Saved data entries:
★ ★ ★ ★

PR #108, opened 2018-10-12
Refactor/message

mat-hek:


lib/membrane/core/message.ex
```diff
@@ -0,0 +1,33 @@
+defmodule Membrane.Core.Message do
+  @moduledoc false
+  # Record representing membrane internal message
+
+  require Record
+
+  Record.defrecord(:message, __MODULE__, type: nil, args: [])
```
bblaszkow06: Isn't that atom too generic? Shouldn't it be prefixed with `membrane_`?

★ ★ ★ ★

PROBLEM TO WORK ON:
Among the lines above, find those with the string "Record" and copy them.

SOLUTION FOR THIS PROBLEM:
+  # Record representing membrane internal message
+  require Record
+  Record.defrecord(:message, __MODULE__, type: nil, args: [])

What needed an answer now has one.